Dr. Christoph Binkelmann
Kommission zur Herausgabe der Schriften von Schelling
- 1995
- Studium der Philosophie, Mathematik, klassische Philologie (Latein, Griechisch) an der Universität Bonn
- 1998
- Studium an der Universität Heidelberg
- 1999-2002
- Wissenschaftliche Hilfskraft am philosophischen Seminar Heidelberg (Lehrstuhl: Rüdiger Bubner)
- 2002
- M.A. Philosophie: Der Ursprung des Selbstbewusstseins. Eine synoptische Lesart der Wissenschaftslehre J.G. Fichtes bei Prof. Dr. Rüdiger Bubner und Prof. Dr. Jens Halfwassen
- 2002/2003
- Forschung am Centre de recherche sur Hegel et l’idéalisme allemand in Poitiers (Frankreich) bei Prof. Jean-Louis Vieillard-Baron und Prof. Jean-Christophe Goddard; Forschung im Groupe d’études fichtéennes de langue française an der Pariser Sorbonne (Leitung : J.-Ch. Goddard)
- seit 2003
- Mitglied des Internationalen Forschungsnetzwerkes Transzendentalphilosophie/Deutscher Idealismus
- 2006
- Promotion über Philosophie der praktischen Freiheit. Fichte – Hegel bei Prof. Dr. Rüdiger Bubner und Prof. Dr. Jean-Louis Vieillard-Baron an den Universitäten Heidelberg-Poitiers (Cotutelle de thèse)
- seit 2006
- Gastdozent am IUC Dubrovnik
- seit WS 2006/07
- Lehrauftrag an der TU Berlin
- 03.-08.2007
- Wissenschaftlicher Mitarbeiter an der TU (Projekt: DEPTH im 7. FRP der Europäischen Kommission)
- 05.2008
- Organisation der Fichte-Tagung in Rammenau »Wie entsteht Identität? Individuum, Nation und Europa im politischen Denken J.G. Fichtes«
- seit 05.2009
- Wiss. Mitarbeiter im BMBF-Projekt »Translating Doping« der TU und HU Berlin
- seit 08.2009
- zuständig für den Rezensionsteil der Fichte-Studien (Rodopi/Amsterdam)
- seit 10.2009
- Mitglied im Vorstand der Internationalen Johann-Gotlieb-Fichte-Gesellschaft
- 01.2011-12.2011
- Wiss. Mitarbeiter am SFB 804 »Transzendenz und Gemeinsinn« der TU Dresden (Teilprojekt P »Philosophische Diskurse«, Leitung: Prof. Thomas Rentsch)
- 12.2011-02.2014
- Wiss. Mitarbeiter am Lehrstuhl für theoretische Philosophie (Prof. Marion Heinz) der Universität Siegen
- Seit 03.2014
- Sekretär der Kommission zur Herausgabe der Schriften von Schelling an der Bayerischen Akademie der Wissenschaften
Aktivitäten
Forschungsprojekte
Herausgabe mit Einleitung und Kommentierung von Isaac von Sinclair: „Wahrheit und Gewissheit“ (Bd. 1)
Sinclairs dreibändiges philosophisches Hauptwerk von 1811 mit dem Titel »Wahrheit und Gewissheit« unternimmt den Versuch einer enzyklopädischen Darstellung der Wirklichkeit als ganzer. Im ersten Band behandelt Sinclair die logischen Grundstrukturen und Themen wie Bewusstsein, Leben und Gott. Dieser Band soll 2014 bei Frommann-Holzboog mit Einleitung und Kommentar dem Publikum erneut zugänglich gemacht werden.

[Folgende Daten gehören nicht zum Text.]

PR #1998, opened 2022-09-24
Update linear_search.cpp

shrutikahilale:
#### Description of Change

- Improve code regarding the array size input entered by user.

#### Checklist

Notes:

### DIFF
--- a/search/linear_search.cpp
+++ b/search/linear_search.cpp
@@ -82,18 +82,10 @@ int main()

Philosophie der praktischen Freiheit. Fichte – Hegel
Die Studie bietet eine umfassende systematische Gegenüberstellung der praktischen Philosophien Fichtes und Hegels im Hinblick auf deren Freiheitskonzeptionen. Der Stellenwert der praktischen Freiheit wird im Gesamtsystem, der Ethik, Rechts- und Staatsphilosophie bei beiden Denkern dargestellt und miteinander verglichen. Dabei wird nicht nur die mannigfaltige Abhängigkeit Hegels von Fichte, sondern gerade der wesentliche Unterschied, Freiheit als Ursprung oder als Resultat zu verstehen, aufgezeigt.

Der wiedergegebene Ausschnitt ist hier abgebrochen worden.